August von Haxthausen, in painting his picture of Tsarist Russia in 1843, shows a society which is at once communitarian and communistic, but at the same time marked by a strong preference for the power vertical. On the small scale, this manifests in an unconditional love and respect for the father of the house, for the batushka. Owing to the relative looseness of their geographical and blood signifiers, Russians have no conceptual difficulty in scaling this love and respect upwards to the feudal lord, to the Tsar, to God, and their fraternal obligations outward toward all their fellows under the Tsar, and under the Orthodox banner of Our Lord Christ12. It is not merely a figure of speech, in 1843 or nowadays, when a Russian calls an Armenian, a Serbian, a Greek, a Syrian, or a Coptic Christian brat – ‘brother’. It is said with the full depth of meaning.
Though, like the Slavophils whom he influenced so heavily, von Haxthausen’s work definitely looks toward the Russian peasantry and the indigenous institutions of Russia as foundational to any reforms that the Russian state might bring to bear in the future, and though he shares with the Slavophils a number of political concerns (chief among them the abolition of serfdom13), and though he made the friendly acquaintance of a large number of the Slavophils who were active in the 1840’s (the aforementioned Khomyakov and Aksakov, as well as Aleksandr Koshelev, Ivan Kireevsky, Yuri Samarin and Mikhail Pogodin14), von Haxthausen himself is emphatically not a Slavophil. He views the Slavophil historiographical treatment of Tsar Pyotr I and Tsarina Ekaterina II especially as wrongheaded – the modernising reforms they undertook had been, in his view, necessary, and were at any rate irreversible. As a result, he sees the political programme to reintroduce certain pre-Petrine cultural practices and legal institutions amongst the Russian people as misguided and counterproductive, and in light of his own reactionary leanings, he fears that the Slavophil enthusiasm might give vent to revolutionary or republican expressions amongst the Russian people15. Better, in his view, to work within existing institutions – even those which were German or French imports – and integrate them more effectively into Russian everyday life, the better to buttress an already-stout bulwark against the revolutionary and republican ardour that was plaguing his own country.
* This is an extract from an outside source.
PR #1513, opened 2018-06-21
Convert CLLocation<->MBFixLocation

frederoni:
Convert CLLocation↔︎MBFixLocation

_note that this PR is targeting the `navigation-native` branch._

For all von Haxthausen’s astuteness and Romantic sensitivity to the Russian peasantry, too, there is also a troubling thread running through his work of the somewhat patronising German attitude toward Russia that has existed since the end of the Napoleonic Wars. This thread is expressed for the most part benignly, and with every intention of being helpful to the Russian government and, by extension, the people. But von Haxthausen nevertheless gives voice to the old stereotype – the genius of ‘German diligence, German love of order, advanced culture and morality… can serve as a standard for the government and as a model for all the Russian peoples’16, whereas the Western Europeans can and should learn from Russia’s attachment to its own religious and communal institutions, and from the ‘passive resistance’ of Russia’s ‘national character’17. This juxtaposition of an active, working ‘masculine’ German national principle and a passive, receptive ‘feminine’ Russian national principle is not specific to von Haxthausen, nor did it stop with him. Indeed, it was prominent and general enough that it could be intelligibly critiqued as such by no lesser and no less German-influenced a philosophical mind than Nikolai Berdyaev – who asserts against this imperialistic stereotype the masculinity and heroism of the ‘Russian quest’18.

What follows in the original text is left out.